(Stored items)
PR #213, opened 2023-09-29
MNT/BUG: Misc fixes

### LINKED ISSUE #128: BUG: Problematic Relative Tolerance in ATEF Comparison Settings
Was using atef to set the comparison values of a working environmental sensor using the CRIX injection tile and the relative tolerance was set to a value, set to zero without entering, and the relative tolerance indicator would update to 0 despite being equal to the previous set value.

## Expected Behavior
Deleting tolerance value should set the value equal to zero.

## Current Behavior
Setting the relative tolerance value to empty will not update the value to zero.

## Possible Solution
Unsure

## Steps to Reproduce 
Screenshot from 2022-10-04 17-12-00
(for bugs)

## Context
Minor inconvenience

## Your Environment
source pcds_conda

### LINKED ISSUE #195: BUG: Switching the step type may leave behind children tree items
## Expected Behavior
Switching step types should completely change the step type

## Current Behavior
If we start with a SetValueStep, and use the drop-down to change the step, the tree view will still show the child comparison items and clicking on them will go to the ComparisonPage.

Resulting tree layout
image

Switching back to a set value step will remove the child page, and the comparison will not show up in Run-mode, so this bug is low impact. 

## Possible Solution
Go through and regenerate tree after switching?

1. Open the test active config
2. Navigate to the SetValueStep
3. Use the drop-down box to change the step type
4. Existing comparison page will be left behind

## Your Environment
pcds-5.7.3, atef-1.0.0

### LINKED ISSUE #201: Instead of "new file" dialog show "atef welcome"
## Current Behavior
If I open a config through `atef config test.json`, the welcome dialog doesn't show up.
Then if I expect to make a new config, the dialog is less fancy (and perhaps unfamiliar for users)

## Possible Solution
It'd make sense if "New file" just took you to the welcome page, I think

## Context
Nice welcome dialog:
image

Less nice new file dialog:
image

### LINKED ISSUE #202: BUG: atef still attempts to open a file if it cannot be loaded
## Expected Behavior
Atef should just say it can't open the file

## Current Behavior
Attempts to open a new tab with data that doesn't exist

## Possible Solution
Show a message box and return if the deserialization fails

1. Open an old or invalid config

## Context
Was opening old LAS configs

## Your Environment
atef v1.0.0, pcds-5.7.3

### LINKED ISSUE #212: GUI: Range Comparison number line does not update with changed values
## Expected Behavior
Graphical helper line should update as frequently as possible, to be helpful

## Current Behavior
Currently you need to toggle "inclusive" to make this update.

## Possible Solution
This is probably due to the MultiModeValueEdit not emitting the same way past widgets did (or could).  Might look at the `refreshed` signal that's there already

## Context
Was poking around

## Your Environment
pcds-5.7.3, atef-1.2.0

tangkong:
## Description
- `RangeWidget`'s visualizations update a bit more frequently, and also the label text actually updates. Closes #212 
- Adds a menu option to open the welcome tab, since people like it.  Closes #201 
- Properly shows an error message box when a file can't be opened.  Closes #202 
- Removes child `AtefItem` from a ProcedureStep when it's changed from the specific-step-combobox.  Closes #195 
- Allow tolerances to be `None` in Equals comparison.  Modifies the line-edit setup to allow null values ('', None) when casting the line edit value.  Closes #128 

## Motivation and Context
An assortment of fixes because I didn't want to work on anything big but still wanted to be a bit productive

## How Has This Been Tested?
interactively

This PR

## Pre-merge checklist

### DIFF
--- a/docs/source/upcoming_release_notes/213-mnt_bug_misc_fixes.rst
+++ b/docs/source/upcoming_release_notes/213-mnt_bug_misc_fixes.rst
@@ -24,4 +24,4 @@ Maintenance
 
 Contributors
 ------------
-- N/A
+- tangkong
--- a/docs/source/upcoming_release_notes/213-mnt_bug_misc_fixes.rst
+++ b/docs/source/upcoming_release_notes/213-mnt_bug_misc_fixes.rst
@@ -1,0 +1,27 @@
+213 mnt_bug_misc_fixes
+######################
+
+API Breaks
+----------
+- N/A
+
+Features
+--------
+- N/A
+
+Bugfixes
+--------
+- `RangeWidget`'s visualizations update a bit more frequently, and also the label text actually updates. Closes #212
+- Adds a menu option to open the welcome tab, since people like it.  Closes #201
+- Properly shows an error message box when a file can't be opened.  Closes #202
+- Removes child `AtefItem` from a ProcedureStep when it's changed from the specific-step-combobox.  Closes #195
+- Allow tolerances to be `None` in `Equals` comparison.  Modifies the line-edit setup to allow null values (`''`, `None`) when casting the line edit value.  Closes #128
+
+
+Maintenance
+-----------
+- N/A
+
+Contributors
+------------
+- N/A
--- a/atef/ui/config_window.ui
+++ b/atef/ui/config_window.ui
@@ -37,6 +37,8 @@
     <property name="title">
      <string>File</string>
     </property>
+    <addaction name="action_welcome_tab"/>
+    <addaction name="separator"/>
     <addaction name="action_new_file"/>
     <addaction name="separator"/>
     <addaction name="action_open_file"/>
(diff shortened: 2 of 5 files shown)


docs/source/upcoming_release_notes/213-mnt_bug_misc_fixes.rst
```diff
@@ -0,0 +1,27 @@
...
+- Allow tolerances to be `None` in `Equals` comparison.  Modifies the line-edit setup to allow null values (`''`, `None`) when casting the line edit value.  Closes #128
+
+
+Maintenance
+-----------
+- N/A
+
+Contributors
+------------
+- N/A
```
ZLLentz, line 27:
```suggestion
- tangkong
```

ZLLentz (approved):
I think all these fixes look correct to me

klauer (dismissed):

ZLLentz (approved):

klauer (approved):

PR #214, opened 2023-10-02
TST: Attempted test suite fixups

tangkong:
## Description
Attempting to fix some intermittent test suite failures.  The crux of the difficulty here is that the suite consistently passes locally, failing only intermittently on GHA CI

## Motivation and Context
- Uses / vendors Typhos' `WeakPartialMethodSlot` for applying callbacks within `ActionRowWidget`
- In one case opted to try making the slots submitted to `BusyCursorThread` actual methods, rather than dynamically created functions
- When pcdsutils is updated, we can remove the vendoring here and rely on pcdsutils' versino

» What to do: Write the records above out again, exactly as they are.

» Output for this task:
PR #213, opened 2023-09-29
MNT/BUG: Misc fixes

### LINKED ISSUE #128: BUG: Problematic Relative Tolerance in ATEF Comparison Settings
Was using atef to set the comparison values of a working environmental sensor using the CRIX injection tile and the relative tolerance was set to a value, set to zero without entering, and the relative tolerance indicator would update to 0 despite being equal to the previous set value.

## Expected Behavior
Deleting tolerance value should set the value equal to zero.

## Current Behavior
Setting the relative tolerance value to empty will not update the value to zero.

## Possible Solution
Unsure

## Steps to Reproduce 
Screenshot from 2022-10-04 17-12-00
(for bugs)

## Context
Minor inconvenience

## Your Environment
source pcds_conda

### LINKED ISSUE #195: BUG: Switching the step type may leave behind children tree items
## Expected Behavior
Switching step types should completely change the step type

## Current Behavior
If we start with a SetValueStep, and use the drop-down to change the step, the tree view will still show the child comparison items and clicking on them will go to the ComparisonPage.

Resulting tree layout
image

Switching back to a set value step will remove the child page, and the comparison will not show up in Run-mode, so this bug is low impact. 

## Possible Solution
Go through and regenerate tree after switching?

1. Open the test active config
2. Navigate to the SetValueStep
3. Use the drop-down box to change the step type
4. Existing comparison page will be left behind

## Your Environment
pcds-5.7.3, atef-1.0.0

### LINKED ISSUE #201: Instead of "new file" dialog show "atef welcome"
## Current Behavior
If I open a config through `atef config test.json`, the welcome dialog doesn't show up.
Then if I expect to make a new config, the dialog is less fancy (and perhaps unfamiliar for users)

## Possible Solution
It'd make sense if "New file" just took you to the welcome page, I think

## Context
Nice welcome dialog:
image

Less nice new file dialog:
image

### LINKED ISSUE #202: BUG: atef still attempts to open a file if it cannot be loaded
## Expected Behavior
Atef should just say it can't open the file

## Current Behavior
Attempts to open a new tab with data that doesn't exist

## Possible Solution
Show a message box and return if the deserialization fails

1. Open an old or invalid config

## Context
Was opening old LAS configs

## Your Environment
atef v1.0.0, pcds-5.7.3

### LINKED ISSUE #212: GUI: Range Comparison number line does not update with changed values
## Expected Behavior
Graphical helper line should update as frequently as possible, to be helpful

## Current Behavior
Currently you need to toggle "inclusive" to make this update.

## Possible Solution
This is probably due to the MultiModeValueEdit not emitting the same way past widgets did (or could).  Might look at the `refreshed` signal that's there already

## Context
Was poking around

## Your Environment
pcds-5.7.3, atef-1.2.0

tangkong:
## Description
- `RangeWidget`'s visualizations update a bit more frequently, and also the label text actually updates. Closes #212 
- Adds a menu option to open the welcome tab, since people like it.  Closes #201 
- Properly shows an error message box when a file can't be opened.  Closes #202 
- Removes child `AtefItem` from a ProcedureStep when it's changed from the specific-step-combobox.  Closes #195 
- Allow tolerances to be `None` in Equals comparison.  Modifies the line-edit setup to allow null values ('', None) when casting the line edit value.  Closes #128 

## Motivation and Context
An assortment of fixes because I didn't want to work on anything big but still wanted to be a bit productive

## How Has This Been Tested?
interactively

This PR

## Pre-merge checklist

### DIFF
--- a/docs/source/upcoming_release_notes/213-mnt_bug_misc_fixes.rst
+++ b/docs/source/upcoming_release_notes/213-mnt_bug_misc_fixes.rst
@@ -24,4 +24,4 @@ Maintenance
 
 Contributors
 ------------
-- N/A
+- tangkong
--- a/docs/source/upcoming_release_notes/213-mnt_bug_misc_fixes.rst
+++ b/docs/source/upcoming_release_notes/213-mnt_bug_misc_fixes.rst
@@ -1,0 +1,27 @@
+213 mnt_bug_misc_fixes
+######################
+
+API Breaks
+----------
+- N/A
+
+Features
+--------
+- N/A
+
+Bugfixes
+--------
+- `RangeWidget`'s visualizations update a bit more frequently, and also the label text actually updates. Closes #212
+- Adds a menu option to open the welcome tab, since people like it.  Closes #201
+- Properly shows an error message box when a file can't be opened.  Closes #202
+- Removes child `AtefItem` from a ProcedureStep when it's changed from the specific-step-combobox.  Closes #195
+- Allow tolerances to be `None` in `Equals` comparison.  Modifies the line-edit setup to allow null values (`''`, `None`) when casting the line edit value.  Closes #128
+
+
+Maintenance
+-----------
+- N/A
+
+Contributors
+------------
+- N/A
--- a/atef/ui/config_window.ui
+++ b/atef/ui/config_window.ui
@@ -37,6 +37,8 @@
     <property name="title">
      <string>File</string>
     </property>
+    <addaction name="action_welcome_tab"/>
+    <addaction name="separator"/>
     <addaction name="action_new_file"/>
     <addaction name="separator"/>
     <addaction name="action_open_file"/>
(diff shortened: 2 of 5 files shown)


docs/source/upcoming_release_notes/213-mnt_bug_misc_fixes.rst
```diff
@@ -0,0 +1,27 @@
...
+- Allow tolerances to be `None` in `Equals` comparison.  Modifies the line-edit setup to allow null values (`''`, `None`) when casting the line edit value.  Closes #128
+
+
+Maintenance
+-----------
+- N/A
+
+Contributors
+------------
+- N/A
```
ZLLentz, line 27:
```suggestion
- tangkong
```

ZLLentz (approved):
I think all these fixes look correct to me

klauer (dismissed):

ZLLentz (approved):

klauer (approved):

PR #214, opened 2023-10-02
TST: Attempted test suite fixups

tangkong:
## Description
Attempting to fix some intermittent test suite failures.  The crux of the difficulty here is that the suite consistently passes locally, failing only intermittently on GHA CI

## Motivation and Context
- Uses / vendors Typhos' `WeakPartialMethodSlot` for applying callbacks within `ActionRowWidget`
- In one case opted to try making the slots submitted to `BusyCursorThread` actual methods, rather than dynamically created functions
- When pcdsutils is updated, we can remove the vendoring here and rely on pcdsutils' versino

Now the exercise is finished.